In der Lendenwirbelsäule ist die Verschiebung zwischen dem Rückenmarksegment und dem entsprechenden Bewegungssegment am größten. Das untere Ende des Rückenmarks mit seiner Spitze streckt sich nur bis zum 1.–2. Lendenwirbelkörper. Die Spinalnerven verlaufen eine längere Strecke im Subarachnoidalraum und treten weiter kaudal in ihrem zugehörigen Foramen intervertebrale aus dem Wirbelkanal aus. Die Gesamtheit der langen kaudalen Spinalnerven, zusammen mit dem Filum terminale, dem Endfaden des Rückenmarks, welcher bis zum 2. Steißbeinwirbel reicht, nennt man Cauda equina [14].

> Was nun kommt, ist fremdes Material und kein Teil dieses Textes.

PR #237, opened 2014-06-12
Minor amendment

bafco:
\+ update gitignore


antoinesd:
The phase you corrected has to be clarified, but as a decorator is not tied to a class but to a bean (type and qulifier) your correction is also wrong. Please fill a ticket in JIRA to discuss the right wording with EG.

An der Lendenwirbelsäule ist die Gefahr einer bandscheibenbedingten Kompression in den Segmenten L4/5 und L5/S1 am größten, da nur in den beiden unteren Segmenten die lumbalen Nervenwurzeln durch Bandscheiben tangiert werden. Ein Bandscheibenvorfall der Bandscheibe L4/5 bedrängt in erster Linie die Wurzel L5. Bei einem großen lateralen bzw. kranial verschobenen Prolaps in dieser Höhe kann auch die L4-Wurzel komprimiert werden, da diese oberhalb der Zwischenwirbelscheibe L4/5 verläuft. Dagegen können im Segment L5/S1, auch bei einem kleineren lateralen Vorfall, die Wurzeln L5 und S1 gleichzeitig komprimiert sein, da die Spinalnervenwurzel L5 im oberen Abschnitt des Foramen intervertebrale direkt den äußeren Lamellen der Bandscheibe aufliegt [38].

Injektionsstechniken

Neben der Indikationsstellung nach Sicherung der Diagnose muss vor Einleitung der Injektionstherapie im betroffenen Wirbelsäulenabschnitt auch das Vorhandensein von Kontraindikationen überprüft werden. Dazu tragen die eingehende Anamneseerhebung, die sorgfältige orthopädisch-neurologische und ggf. laborchemische Untersuchung sowie die für den individuellen Fall erforderlichen bildgebenden Verfahren bei (Tab. 1).

Zur Ergänzung der vorgegebenen Längen- bzw. Tiefen- und Winkelangaben können präinterventionell, z.B. mittels verschiedener Messtools, digital an den bereits vorhandenen Bildern (Röntgen, MRT, CT) sämtliche erforderliche Messungen exakt vorgenommen werden.